Prospero | 20th-century history

“Mr. Jones” tells the story of the man who exposed the Ukrainian famine

The film, starring James Norton, Vanessa Kirby and Peter Sarsgaard, portrays journalism as a type of heroism

By J.T-J. | BERLIN

WALKING THROUGH rural Ukraine in 1932, having eluded his Communist Party chaperone, Gareth Jones witnessed disturbing deprivation. People were starving, fighting each other tooth and nail for a single loaf of bread. Bodies lay in the street until they were piled up and carted away on wagons. While its own citizens suffered, the Soviet Union was continuing to export grain, projecting an image of prosperity to the West. Recent estimates have suggested that around 4m people perished in 1932 and 1933, around 13% of the Ukrainian population, in what is known today as the Holodomor (“killing by hunger”). At the time, though, few believed Jones’s reports; many politicians, diplomats and journalists tried to discredit him.

In “Mr. Jones”, a feature film which premiered at the Berlinale, the journalist’s search for the truth makes for stylish and compelling historical drama. It opens with Jones (played with sincerity and conviction by James Norton) presciently explaining the danger of Germany’s National Socialist party to Lloyd George, his boss at the Foreign Office, and his colleagues. They scoff at this bold young man. Before he can argue that the economic forecasts released by the Soviet Union are also a cause for concern, he is made redundant as a result of budget cuts.

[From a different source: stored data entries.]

PR #2961, opened 2018-08-09
Embed the PicturePrimitive inside BrushPrimitive.

gw3583:
This change is [Reviewable](https://reviewable.io/reviews/servo/webrender/2961)

### DIFF
--- a/webrender/src/prim_store.rs
+++ b/webrender/src/prim_store.rs
@@ -6,7 +6,7 @@ use api::{AlphaType, BorderRadius, BuiltDisplayList, ClipMode, ColorF};
 use api::{DeviceIntRect, DeviceIntSize, DevicePixelScale, ExtendMode};
 use api::{FilterOp, GlyphInstance, GradientStop, ImageKey, ImageRendering, ItemRange, ItemTag, TileOffset};
 use api::{GlyphRasterSpace, LayoutPoint, LayoutRect, LayoutSize, LayoutToWorldTransform, LayoutVector2D};
-use api::{PipelineId, PremultipliedColorF, PropertyBinding, Shadow, YuvColorSpace, YuvFormat, DeviceIntSideOffsets};
+use api::{PremultipliedColorF, PropertyBinding, Shadow, YuvColorSpace, YuvFormat, DeviceIntSideOffsets};
 use api::{BorderWidths, BoxShadowClipMode, LayoutToWorldScale, NormalBorder};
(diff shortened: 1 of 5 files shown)


webrender/src/prim_store.rs
```diff
@@ -1241,36 +1226,26 @@ impl PrimitiveStore {
...
-        let picture = PicturePrimitive::new_image(
-            PictureId(self.next_picture_id),
-            composite_mode,
-            is_in_3d_context,
-            pipeline_id,
-            reference_frame_index,
-            frame_output_pipeline_id,
-            apply_local_clip_rect,
-        );
+    pub fn get_pic(&self, index: PrimitiveIndex) -> &PicturePrimitive {
```
kvark: This looks like a regression in our internal APIs. Where we had separate type for picture index, we were able to associate it with a picture, now we pass more `PrimitiveIndex` around. I don't see a way around it if you want to move the picture under primitive metadata, but just pointing out at the issue.

webrender/src/prim_store.rs
```diff
@@ -1241,36 +1226,26 @@ impl PrimitiveStore {
...
+        let metadata = &self.cpu_metadata[index.0];
+        let brush = &self.cpu_brushes[metadata.cpu_prim_index.0];
+        match brush.kind {
+            BrushKind::Picture(ref pic) => pic,
+            _ => unreachable!("bug: not a picture!"),
```
kvark: nit: I think if there is any doubt that this is reachable, then `panic!` is more appropriate :)

webrender/src/prim_store.rs
gw3583: I agree - this is an internal regression. However, I think it should be temporary only - I'd like to embed more of the prim store types directly into the runs struct in the Picture (see rationale above) which should then remove (most of?) the indexing that occurs here, if all goes according to plan.

webrender/src/prim_store.rs
gw3583: Done

gw3583:
Fixed nit and rebased on top of the review comments for #2951. I'll rebase again once that is merged.

gw3583:
I did a fresh try run after rebasing, that looks green apart from unrelated intermittents:

https://treeherder.mozilla.org/#/jobs?repo=try&revision=8d62530193f44ce1f131d85ce5791f66d6f9abec

@bors-servo r=kvark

Jones decides to investigate the matter himself, and, despite not having an editor to recommend him, talks his way into getting a press visa for the USSR. He refuses to accept the same political restrictions as the other journalists he meets in Moscow: their reports, conforming to the Pravda version of the truth, claim that the economy is thriving and that collectivisation has been a boon to farmers. What he discovers, despite the efforts of Soviet officials to limit his information-gathering trips, is quite the opposite. “Mr. Jones” depicts the desperation, violence and cannibalism that Ukrainians were driven to, yet avoids sensationalism or gratuitous horrors.

The film’s villain is not some Soviet heavy, but Walter Duranty (Peter Sarsgaard), the Pulitzer prize-winning Moscow bureau chief of the New York Times. He, along with other members of the Western press, conspires to keep this tragedy under wraps, and is often more interested in the chemical and sexual highs that 1930s expat life in Moscow could offer. The real-life Duranty published an article entitled “Russians Hungry, But Not Starving” which made light of Jones’s reporting. (He wrote that “it appeared that [Jones] had made a 40-mile walk through villages in the neighbourhood of Kharkov and had found the conditions sad”; the New York Timeshas since repudiated his coverage.) In the film, he views staying silent on the horrors of authoritarianism as an expedient part of the business of reporting from Russia. Ada Brooks (Vanessa Kirby), the Times’s star reporter, is less convinced, but both defend the USSR’s actions, insisting that the long-term project may demand some short-term distress. The truth, in their view, can be shaped.

Jones, as the film’s moral lead, explains the shortcomings of this attitude in scenes and dialogue that can be rather self-conscious. He is convinced that finding out and publicising incontrovertible facts will lead to action, and do the world good. Unlike the staff journalists, whose livelihood lies in Moscow and who must therefore keep the authorities happy, in the film Jones’s role as a freelance reporter offers him a kind of independence that allows him to devote himself to the pursuit of the truth.

Although he does not manage to persuade Duranty, Jones does convince another high-profile writer of the ills of the USSR: Eric Blair, better known as George Orwell. Scenes of Orwell in front of his typewriter at work on “Animal Farm” are interspersed anachronistically—the novel was written 10 years later—throughout the film. These interludes show Blair becoming noticeably more critical of authoritarian power after the two writers meet and discuss what Jones saw in Ukraine. It is a clunky narrative device, suggesting that the film-makers did not have faith in viewers to understand the evils of totalitarian censorship without an Orwellian name-drop.

A few years after the events depicted in the film, just before his 30th birthday, Jones was murdered in Mongolia by mercenaries connected to the KGB. “Mr. Jones” holds its subject up as a model for reporters everywhere, even if at times it turns him and other characters into ciphers. Any hesitation, fear or even cowardice Jones might have shown is absent from this account. Still, at a time when journalism is the subject of scorn and calumnies, the film points out that the profession can demand righteousness, bravery and even heroism.